DZEKO: "Sento la fiducia di Spalletti. Frustrante non vincere con 80 punti..."

Interviste AS Roma
venerdì, 28 aprile 2017 alle 21:10
dzeko kessie roma atalanta
THE INDIPENDENT
- "Non sono più un ragazzino e non posso correre come dieci anni fa, quando avevo 21 anni. Sono più anziano, ma molto più intelligente, perché ho più gare alle spalle. Su alcune palle, prima, mi sarei buttato come un pazzo, ma ora no, perché rischierei l'infortunio. Quando sei ragazzo non ci pensi, ti butti e basta.
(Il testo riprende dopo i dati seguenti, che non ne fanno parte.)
PR #1821, opened 2022-07-27
Remove extraneous API approvals

mattjohnsonpint:
We shouldn't be generating extra copies of the API approvals for `Sentry` within the `Sentry.DiagnosticSource` tests

#skip-changelog


bruno-garcia (approved):
good catch

PR #1834, opened 2022-08-02
Enable Scope Sync for iOS

mattjohnsonpint:


src/Sentry/Platforms/iOS/Extensions/UserExtensions.cs
```diff
@@ -0,0 +1,72 @@
...
+            foreach (var item in user.Other)
+            {
+                userData[item.Key] = NSObject.FromObject(item.Value);
+            }
+        }
+
+        return new SentryCocoa.SentryUser
+        {
+            Email = user.Email,
+            UserId = user.Id ?? "",
```
bruno-garcia, line 66: Ia user ID not nullable? I wonder if we'd be sending a user object with an empty if when instead we should be omitting the user object in that case

mattjohnsonpint: https://github.com/getsentry/sentry-cocoa/blob/master/Sources/Sentry/Public/SentryUser.h#L12

mattjohnsonpint: https://develop.sentry.dev/sdk/event-payloads/user/

mattjohnsonpint: Seems like it should be nullable in Sentry Cocoa, but isn't.

bruno-garcia: https://github.com/getsentry/sentry-cocoa/issues/2035

src/Sentry/Platforms/iOS/Extensions/UserExtensions.cs
```diff
@@ -0,0 +1,72 @@
...
+        else
+        {
+            otherData = data
+                .ToDictionary(
+                    x => (string)x.Key,
+                    x =>
+                    {
+                        try
+                        {
+                            return JsonSerializer.Serialize(x.Value);
```
bruno-garcia, line 27: How successful is this in general? I have no experience with getting an NSObject serialized through S.T.J

In other SDKs we opt'ed to omit synchronizing this property due to risk/complexity.

bruno-garcia (approved):

src/Sentry/Platforms/iOS/Extensions/UserExtensions.cs
mattjohnsonpint: I'll just make leave it uninitialized in case of null, so the the default constructor can do its thing.

src/Sentry/Platforms/iOS/Extensions/UserExtensions.cs
mattjohnsonpint: Good callout.  I'll investigate.

mattjohnsonpint: Indeed, there is a better way to handle this.  I'll do that in a separate PR shortly.  Thanks.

Quando hai più esperienza devi giocare con la testa". Edin Dzeko si racconta in un'intervista al quotidiano britannico a due giorni dal derby con la Lazio.
L'attaccante bosniaco ha parlato del suo rapporto con Spalletti, ma anche di Totti e delle poche possibilità che la Roma ha di vincere lo scudetto."Giochiamo un calcio molto offensivo con grandi giocatori che mi rendono la vita più facile - ha spiegato -. La squadra gioca per me, ricevo un sacco di assist. Spalletti? Mi ha dato tanta fiducia. Anche se qualche volta mi ha criticato è perché lui vuole che io faccia ancora meglio. Quando sai di avere la sua fiducia è tutto più facile, lo senti sul campo".
Dzeko si esprime poi sulla corsa scudetto: "E' difficile quando fai più di 80 punti e non vinci il campionato. Qualche volta può essere frustrante: l'unica cosa che puoi fare è dare il meglio e sperare che la Juve faccia passi falsi. Non è facile, ma bisogna pensare positivo".
Un pensiero, infine, anche a capitan Totti: "E' un peccato che abbia 40 anni. Mi sarebbe piaciuto giocare con lui 5-6 anni fa: sono sicuro che avrei fatto ancora più gol di quanti ne abbia segnati oggi. La sua abilità nel vedere e capire l'attaccante, nell'effettuare quei passaggi.. è come un regalo per ogni attaccante. E' un privilegio giocare con lui".
Dzeko parla poi della sua passata esperienza al Manchester City: "Immaginatevi quanti gol avrei fatto se avessi giocato sempre dall'inizio. Ma ero in una squadra con calciatori di livello mondiale, non era facile conservare un posto da titolare, è qualcosa che capisco ma avrei potuto giocare di più. Conservo comunque buoni ricordi di quell'esperienza, ma poteva andare meglio". Il bosniaco racconta un episodio in particolare: "Segnai 4 gol al Tottenham, vincemmo 5-1 ma nella partita successiva rimasi in panchina e giocò Agüero, che segnò 3 gol. Penso che Mancini mi volesse solo far riposare, ma a volte devi solo lasciare che i calciatori giochino. A volte mi metteva in panchina anche se stavo facendo bene, era frustrante".